The tqdm bar usually tracks the download phase only. After 100% it may still be:

  • Extracting archives and verifying content.
  • Converting to Arrow and writing shards to ~/.cache/huggingface/datasets/....
  • Building indices and split files.
    These steps can be long for audio and can look like a “stuck at 100%” bar. Users often report “100% but still running” during filtering/mapping or when using multiple processes. (Hugging Face)

What to do now (surgical, keeps good files)

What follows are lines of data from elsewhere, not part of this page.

PR #1187, opened 2016-05-31
math.Approach Optimization

thegrb93:
Slight optimization to this function which is called very frequently. I recorded 25% speed increase. If the math functions were made local then it would be a 40% speed increase.

### DIFF
--- a/garrysmod/lua/includes/extensions/math.lua
+++ b/garrysmod/lua/includes/extensions/math.lua
@@ -211,11 +211,11 @@ function math.Approach( cur, target, inc )
 
 	if (cur < target) then
 		
-		return math.Clamp( cur + inc, cur, target )
+		return math.min( cur + inc, target )
 
 	elseif (cur > target) then
 
-		return math.Clamp( cur - inc, target, cur )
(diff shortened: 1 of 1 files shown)


meepdarknessmeep:
this isn't even an optimization - it completely changes how it works

thegrb93:
No it doesn't. Explain what makes you think that.

thegrb93:
You and robotboy need to practice your math skills.

Kefta:
It does. For example, math.Approach( 100, 101, -50 ). Before, that would return 100, but now it returns 50. I know it's a bit illogical to use math.Approach that way in the first place, but it was a behaviour that your change affects.

Bo98:
https://github.com/garrynewman/garrysmod/blob/c4deb9d9ebf89eac19044b508b5775ff8ffb4be4/garrysmod/lua/includes/extensions/math.lua#L210

Kefta:
Oh, damn. @thegrb93 is right

robotboy655:
It's not about math skills, its about the one line GitHub chose to omit.

PR #1189, opened 2016-06-05
Add Vector:AsNormalized()

wyozi:


Kefta:
Does this really require another function?

wyozi:
It's quite trivial but I feel like it's warranted as normalizing a vector is fairly common thing to do.

Also afaik all engine methods that return a vector have to duplicate it to prevent stupid Lua code doing stupid things. Easier normalization in-place could reduce strain on gc, although I'm not sure if luajit optimizes this (especially in local variables where this method would matter).

Here's a random case I found in garrysmod code where the call could be chained: https://github.com/garrynewman/garrysmod/blob/451b4ff5d1aea7b9b06a8024ef706c248a79647e/garrysmod/lua/includes/extensions/client/panel/animation.lua#L315 I keep bumping into similar case quite often.

Kefta:
I don't see any issue with just normalising it before, but I guess it's up to personal preference. Either way, I don't think this should be in the main game.

robotboy655:
Vector:GetNormalized exists for 3 years.

Kefta:
@robotboy655 That creates a new copy of the vector. Different than this case.

zerfgog:
Nothing in this code base has method chaining really; it wouldn't make sense to only bring it to one class, even less sense to bring it to a single method.

Acecool:
I prefer chaining, some of the original functions simply modify itself and return nothing while others return a copy which is why the functions I added allowed chaining after modifying itself.. But, some of the original functions could be changed rather than adding a new one ( where the original behavior is preserved to allow for backwards compatibility, but adds a new arg so you can modify itself and chain... 

Or where functions modify their data but don't return anything could be modified to return self to allow for chaining, etc...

  1. Inspect Hub usage only
# Hub-only report; excludes ~/.cache/huggingface/datasets
hf cache scan
hf cache scan --dir ~/.cache/huggingface/hub

(Hugging Face)

  1. Prune only MLCommons/ml_spoken_words from the Hub cache
# remove this dataset’s Hub entries only
hf cache delete dataset/MLCommons/ml_spoken_words -y
# or, older CLI
huggingface-cli scan-cache --delete --repos dataset/MLCommons/ml_spoken_words

(Hugging Face)

  1. Prune processed Arrow for this dataset
from datasets import load_dataset
ds = load_dataset("MLCommons/ml_spoken_words", languages=["ar","tt"])
print(ds.cleanup_cache_files())  # returns count of removed files

(Hugging Face)

  1. Pin caches to the large partition so future cleanup is trivial
# Hub cache root (affects hub/*, incl. chunk-cache/shard-cache)
export HF_HOME="/data/hf"

# Datasets Arrow cache
export HF_DATASETS_CACHE="/data/hf/datasets"

(Hugging Face)

  1. If a run was interrupted and you want a clean fetch for just this dataset
from datasets import load_dataset, GenerateMode
ds = load_dataset("MLCommons/ml_spoken_words",
                  languages=["ar","tt"],
                  download_mode=GenerateMode.FORCE_REDOWNLOAD)

(Hugging Face)

  1. If disk is tight, stream instead of caching to disk
from datasets import load_dataset
ds = load_dataset("MLCommons/ml_spoken_words",
                  languages=["ar","tt"],
                  streaming=True, split="train")
first = next(iter(ds))

This avoids Arrow writes and large datasets/ growth. (Hugging Face)

  1. Keep the language list stable
    Changing languages=[...] changes the config name (e.g., "ar+tt"), which triggers a new processed cache. Decide the set once before a full prepare. (GitHub)

Why your 60.2 GB vs 217 GB mismatch is expected

  • hf cache scan summarizes Hub only. It excludes ~/.cache/huggingface/datasets where Arrow and extracted files live. (GitHub)
  • The datasets cache stores Arrow shards and downloads/ and downloads/extracted/, which can exceed the raw download size. (Hugging Face)
  • During active transfers you also have chunk-cache/ and shard-cache/ inside the Hub cache. These raise the live total and are safe to remove when done. (Hugging Face)

Short curated references

Official docs

  • Hub cache layout, CLI, and transient chunk-cache/shard-cache. Explains Hub vs Datasets and safe deletions. (Hugging Face)
  • Datasets cache guide. Explains Arrow shards, downloads/, extracted/, cleanup, and moving the cache. (Hugging Face)
  • Streaming mode. Use datasets without local disk growth. (Hugging Face)

Issues and forum threads

  • scan-cache doesn’t include the Datasets cache. Confirms the undercount. (GitHub)
  • Progress shows 100% but work continues during map/filter or multithreaded steps. (Hugging Face Forums)

Dataset-specific

  • MSWC dataset card and loader usage with multiple languages. (Hugging Face)
  • Implementation shows the config name is the "+".join(languages), so different language sets create different processed caches. (GitHub)

Wait but load_dataset takes a long time. Are you telling me I need to load a dataset in order to delete it’s cache?